Datasets P1 and P2 had previously been analyzed using AVA 3.2. The appropriate calibration measures for the retrospective datasets were obtained from the original AVA 3.2 analysis reports and were entered into AVA 4.1 settings prior to automated analysis.
V1 was analyzed with AVA 3.2 using the aforementioned validated referent methodology. All three datasets were then analyzed using the automated software, AVA 4.1. The measurements from both the manual and automated software packages for PVD, TVD, PPV were recorded for all datasets.
Statistical Analysis
Statistical analyses were completed using R statistical analysis software31or Microsoft Excel (2019). Significance level was set a priori at p = 0.05. Raw data and analysis scripts are available upon reasonable request.
All variables from AVA 3.2 and AVA 4.1 were evaluated using histograms and Kolomogorov-Smirnov tests were used to confirm normal distributions. Homoscedasticity was tested using F-tests, with the null hypothesis that variance did not differ between comparison groups (e.g. comparing PVD before and after induction of general anesthesia in dataset P1). For groups meeting normality and homoscedasticity assumptions, paired t-tests were used to compare microvascular variables preceding and immediately following induction of general anesthesia in the P1 and P2 datasets.

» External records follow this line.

PR #3523, opened 2023-02-22
Revert "Add mysql enum and mysql set support to print-schema"

Ten0:
Reverts diesel-rs/diesel#3522
It is broken - at least on PG.
It generates duplicate use statements for enums, and some non-nullable fields holding these enums are generated as nullable.

Reopens #3386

To compare the level of agreement between AVA 4.1 and 3.2, the intraclass correlation coefficient (ICC) was calculated using a two-way analysis of variance (ANOVA). The ICC for each variable, TVD, PVD, and PPD were calculated separately. All ICC values are reported along with the 95% confidence intervals. ICC values below 0.40 are considered as “poor”, between 0.40 and 0.59 as “fair”, between 0.60 and 0.74 as “good” and greater than 0.74 as “excellent”.32
Additionally, the method proposed by Bland and Altman was used to assess the agreement between the two methods of analysis.33 For each microcirculatory variable, a Bland-Altman plot shows the difference between measurements taken by AVA 3.2 and AVA 4.1 for each video versus the average of the measurements taken by the two methods, along with limits of agreement. The agreement between the two methods is summarized by calculating the mean difference between the two methods along with 95% confidence interval. The limits of agreement (LOA) further extend the confidence interval for the mean difference to account for sampling error.